In the envisioned Oak Ridge approach, an enriched molybdenum-98 product would be produced in ORNL's calutrons at the Oak Ridge Y-12 Plant, which separate stable isotopes electromagnetically. The molybdenum-98 would be placed in ORNL's High Flux Isotope Reactor (HFIR), where it would capture a neutron, forming molybdenum-99. This product would then be introduced into large-scale radionuclide generators from which dilute technetium-99m solutions would be extracted and concentrated. The generators and concentrators would be built by DeRoyal Industries near the HFIR.

ORNL’s radionuclide generator technology for producing technetium-99m produces no highly radioactive waste that requires special storage and disposal.

ORNL's radionuclide generator technology offers several advantages over the conventional technology planned for producing technetium-99m. It is simpler and faster. Highly enriched uranium is not required as the starting material. Perhaps most important, it produces no highly radioactive waste that requires special storage and disposal.

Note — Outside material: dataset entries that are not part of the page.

PR #418, opened 2023-05-03
fix config error for trilinos by setting a GlobalOrdinal type

### LINKED ISSUE #409: Configuration error with trilinos
With the standard configuration script `config_trilinos.sh`, I get a configuration error for trilinos:

```bash
Processing enabled package: Tpetra (Classic, TSQR, Core)
-- Tpetra: Enabling deprecated code
-- Determine whether Tpetra will assume that MPI is CUDA aware:
--   - Tpetra_ENABLE_CUDA is OFF, so Tpetra will assume that MPI is not CUDA aware.
-- Tpetra execution space availability (ON means available): 
--   - Serial:  ON
--   - Threads: OFF
--   - OpenMP:  OFF
--   - Cuda:    OFF
-- Tpetra: Tpetra_INST_INT_LONG_LONG is enabled by default.
-- Tpetra: Tpetra_INST_INT_UNSIGNED is disabled by default.
-- Tpetra: Tpetra_INST_INT_UNSIGNED_LONG is disabled by default.
-- Tpetra: Tpetra_INST_INT_INT is disabled by default.
-- Tpetra: Tpetra_INST_INT_LONG is disabled by default.
-- 
-- Tpetra: Validate global ordinal setting ...
-- Tpetra: ERROR Tpetra requires a GlobalOrdinal type, but none were specified.
-- This can happens when the default is overridden by user options without enabling
-- another GlobalOrdinal type in its place. Please check your configuration to ensure
-- that the default is not being specifically disabled without enabling one of the others:
--    Tpetra_INST_INT_INT
--    Tpetra_INST_INT_LONG
--    Tpetra_INST_INT_LONG_LONG (Default, but was overridden)
--    Tpetra_INST_INT_UNSIGNED
--    Tpetra_INST_INT_UNSIGNED_LONG
CMake Error at packages/tpetra/CMakeLists.txt:1145 (MESSAGE):
  Tpetra: Tpetra requires a global ordinal type, but none were specified.
  See above message for options.
```

I suggest to set `Tpetra_INST_INT_LONG_LONG=ON` to solve this. Any opinions?

nfehn:
closes #409

### DIFF
--- a/scripts/config_trilinos.sh
+++ b/scripts/config_trilinos.sh
@@ -127,7 +127,7 @@ cmake \
     -D Trilinos_ENABLE_Teko:BOOL=OFF \
     -D Teko_ENABLE_TESTS:BOOL=OFF \
     -D Trilinos_ENABLE_MueLu:BOOL=ON \
-    -D Tpetra_INST_INT_LONG_LONG:BOOL=OFF \
+    -D Tpetra_INST_INT_LONG_LONG:BOOL=ON \
     -D Tpetra_INST_INT_LONG:BOOL=ON \
     -D MueLu_ENABLE_TESTS:BOOL=OFF \
     -D MueLu_ENABLE_EXAMPLES:BOOL=OFF \
--- a/scripts/config_trilinos.sh
+++ b/scripts/config_trilinos.sh
@@ -128,7 +128,6 @@ cmake \
     -D Teko_ENABLE_TESTS:BOOL=OFF \
     -D Trilinos_ENABLE_MueLu:BOOL=ON \
     -D Tpetra_INST_INT_LONG_LONG:BOOL=ON \
-    -D Tpetra_INST_INT_LONG:BOOL=ON \
     -D MueLu_ENABLE_TESTS:BOOL=OFF \
     -D MueLu_ENABLE_EXAMPLES:BOOL=OFF \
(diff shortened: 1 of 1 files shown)


scripts/config_trilinos.sh
```diff
@@ -127,7 +127,7 @@ cmake \
     -D Trilinos_ENABLE_Teko:BOOL=OFF \
     -D Teko_ENABLE_TESTS:BOOL=OFF \
     -D Trilinos_ENABLE_MueLu:BOOL=ON \
-    -D Tpetra_INST_INT_LONG_LONG:BOOL=OFF \
+    -D Tpetra_INST_INT_LONG_LONG:BOOL=ON \
     -D Tpetra_INST_INT_LONG:BOOL=ON \
```
jh66637, line 131: I think this should be off if the other option is turned on? This is at least what I did.

kronbichler: It has been a while since I last tried, but if both `LONG` and `LONG_LONG` can be on at the same time (I believe on Linux 64 bit they map to the same type), we can go with this.

nfehn: I think the second line (`...INT_LONG:BOOL`) is a leftover, so I removed it. However, I do not remember exactly.

PR #420, opened 2023-05-03
remove function IncNS::Parameters::linear_problem_has_to_be_solved()

nfehn:
The changes of this PR might appear somewhat unnecessary, so let me explain them in detail:

The name `IncNS::Parameters::linear_problem_has_to_be_solved()` is actually hard to understand in the context of `IncNS` (with monolithic vs. splitting-type solvers), because the name is actually meant in the sense of "no nonlinear problem". Moreover, what is the meaning of this function in case of splitting methods (pressure-correction, dual splitting), where we always have a linear problem to solve (pressure Poisson equation)? 

For this reason, I believe it is better to remove this function entirely. Since the function is mostly used in if-else constructions, we do not even need the negation `not nonlinear_problem_has_to_be_solved()` in the code, but can instead simply change the order of the `if` and `else` branch.

@richardschu This is code you are currently working on. I would therefore suggest you as a reviewer.

### DIFF
--- a/include/exadg/incompressible_navier_stokes/time_integration/driver_steady_problems.cpp
+++ b/include/exadg/incompressible_navier_stokes/time_integration/driver_steady_problems.cpp
@@ -156,23 +156,7 @@ DriverSteadyProblems<dim, Number>::do_solve(double const time, bool unsteady_pro
     }
   }
 
-  // linear problem
-  if(this->param.linear_problem_has_to_be_solved())
-  {
-    // calculate rhs vector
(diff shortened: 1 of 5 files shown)


richardschu (commented):
looking good! if the block after `if(this->param.nonlinear_problem_has_to_be_solved())` is large, you _could_ add a comment. We can remove one assertion now, asserting`this->param.nonlinear_problem_has_to_be_solved()` inside the if clause :laughing: 
Thank you for removing this redundancy.

PR #421, opened 2023-05-03
add override/final keywords to avoid warnings

### LINKED ISSUE #399: suggest-override compiler warnings
I started to get a lot of compiler warnings with `-Wsuggest-override` for functions that actually do override but are not marked `override`. Just curious why I wasn't getting these warnings before. Does anybody else have this issue? I think we would want to sort these warnings out.

nfehn:
closes #399

### DIFF
--- a/applications/compressible_navier_stokes/couette/application.h
+++ b/applications/compressible_navier_stokes/couette/application.h
@@ -50,7 +50,7 @@ public:
   }
 
   double
-  value(dealii::Point<dim> const & p, unsigned int const component = 0) const
+  value(dealii::Point<dim> const & p, unsigned int const component = 0) const final
   {
     double const T =
       T_0 + DYN_VISCOSITY * U_0 * U_0 / (2.0 * LAMBDA) * (p[1] * p[1] / (H * H) - 1.0);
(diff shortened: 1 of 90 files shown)


nfehn:
anyone interested to provide a review?

applications/compressible_navier_stokes/couette/application.h
```diff
@@ -104,7 +104,7 @@ class DensityBC : public dealii::Function<dim>
   }
 
   double
-  value(dealii::Point<dim> const & p, unsigned int const component = 0) const
+  value(dealii::Point<dim> const & p, unsigned int const component = 0) const final
   {
     (void)component;
```
btemuer, line 109: Nothing to do with this PR and also dunno if we want to discuss this at all, but something I want to point out is how we deal with unused function parameters:

- Sometimes we use the `(void) variable` style like here, and we even specify here a default value for an unused variable, which does not make much sense. I know that using default parameters in virtual functions is generally not a good idea, but if the base class from deal.II already has it, there is nothing we can do about it,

The new technology will require approval from the U.S. Food and Drug Administration prior to clinical use. It could make use of the HFIR and several other reactors in the United States, enabling the nation to avoid reliance on imports of molybdenum-99 from foreign sources.

Inventors for one patent for technology developed between ORNL's Chemical Technology and Life Sciences divisions for which exclusive rights were granted to DeRoyal Industries are Saed Mirzadeh, F. F. (Russ) Knapp, Jr., and Emory Collins. The inventors on a second patent for which non-exclusive rights were given for technetium-99m concentration technology are ORNL Nuclear Medicine Group members Knapp, Arnold L. Beets, Mirzadeh, and Stefan Guhlke, from the Clinic for Nuclear Medicine in Bonn, Germany, who worked with the Nuclear Medicine Group as a postdoctoral fellow for six months through July 1996.

Pete DeBusk, DeRoyal Industries president and chief executive officer, expects to develop a global market for this technology. He estimates that approximately 30 persons will be employed in the Oak Ridge area for production of the generator and concentrator units. Production is expected to begin within 2 to 3 years. Annual sales could reach about $75 million. DeRoyal also announced plans to invest $5 million to $10 million in the construction of a new processing facility at ORNL near the HFIR.